Repeat after me – I must guide, monitor and oversee
In Re HIH Insurance Ltd (in prov liq) and HIH Casualty and General Insurance Ltd (in prov liq); Australian Securities and Investments Commission v Adler and Others  NSWSC 171 (HIH), Santow J set out some fundamental principles with respect to directors’ responsibilities:
- Directors must be in a position to guide and monitor the company;
- Directors are under a constant obligation to keep up to date about the activities of the company;
- Directors, as part of their management responsibilities must monitor the company’s policies and affairs; and
- Directors must keep up to date with the financial position of the company by regularly reviewing the company’s financial statements.
These principles dictate that directors should be “on top” of all of a company’s operations, policies and financials. Only then, armed with this information, can directors be in a position to act in the bests interests of the company and properly discharge their fiduciary and statutory duties (in particular the duty contained in section 180 of the Act).
It is important to note that whilst it is permissible for directors to rely on other members of management or external advisers, such as accountants, whether a director’s reliance is reasonable will be determined on a case by case basis.
Do Directors have to read and understand financial statements?
For those directors who think they are not required to read or understand financial statements – guess again. In Australian Securities and Investments Commission v Healey  FCA 717, Middleton J made it crystal clear that directors are required to have the “ability to read and understand the financial statements, including the understanding that financial statements classify assets and liabilities as current and non-current, and what those concepts mean.” (our emphasis)

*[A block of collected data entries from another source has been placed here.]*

PR #8939, opened 2023-05-19
Optimize Update notifications for large audiences

Betree:
To address a memory exhaustion issue when OSC tries to publish updates.

### DIFF
--- a/server/lib/notifications/email.ts
+++ b/server/lib/notifications/email.ts
@@ -1,7 +1,7 @@
-import Promise from 'bluebird';
 import config from 'config';
 import debugLib from 'debug';
 import { cloneDeep, compact, get } from 'lodash';
+import PQueue from 'p-queue';
 
 import { roles } from '../../constants';
 import ActivityTypes, { TransactionalActivities } from '../../constants/activities';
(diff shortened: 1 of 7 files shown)


server/lib/notifications/email.ts
```diff
@@ -43,44 +45,65 @@ export const notify = {
     options?: NotifySubscribersOptions & {
       user?: User;
       userId?: number;
+      /** If true, will not check if the user is unsubscribed. Only use this if you've already checked it before. */
+      skipUnsubscribedCheck?: boolean;
```
Betree, line 49: We were double-checking for unsubscription here, since already done in `notify.users`

server/lib/notifications/email.ts
```diff
@@ -89,21 +112,24 @@ export const notify = {
...
+        const [userId, user] = isUserId ? [userOrUserId, null] : [userOrUserId.id, userOrUserId];
+        if (
+          !unsubscribed.some(unsubscribedUser => unsubscribedUser.id === userId) && // Unsubscribed
+          !options?.exclude?.includes(userId) // Explicitly excluded
+        ) {
+          queue.add(() => notify.user(activity, { ...options, skipUnsubscribedCheck: true, userId, user }));
+        }
+      }
+
+      await queue.onIdle();
```
Betree, line 132: Two optimizations here:
- We accept a User ID instead of a full User. Since it's anyway reloaded later in the process, there's no benefit in providing a full model at this point.
- User a PQueue so that we only send 50 notifications in parallel. Should prevent memory exhaustion when loading 6000+ users and their collectives at once.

The above statement is especially pertinent in relation to directors signing off financial statements pursuant to section 295(4) of the Act, which states:
The directors’ declaration is a declaration by the directors:
(c) whether, in the directors’ opinion, there are reasonable grounds to believe that the company, registered scheme or disclosing entity will be able to pay its debts as and when they become due and payable; and
(ca) if the company, registered scheme or disclosing entity has included in the notes to the financial statements, in compliance with the accounting standards, an explicit and unreserved statement of compliance with international financial reporting standards—that this statement has been included in the notes to the financial statements; and
(d) whether, in the directors’ opinion, the financial statement and notes are in accordance with this Act, including:
(i) section 296 (compliance with accounting standards); and
(ii) section 297 (true and fair view); and
(e) if the company, disclosing entity or registered scheme is listed—that the directors have been given the declarations required by section 295A.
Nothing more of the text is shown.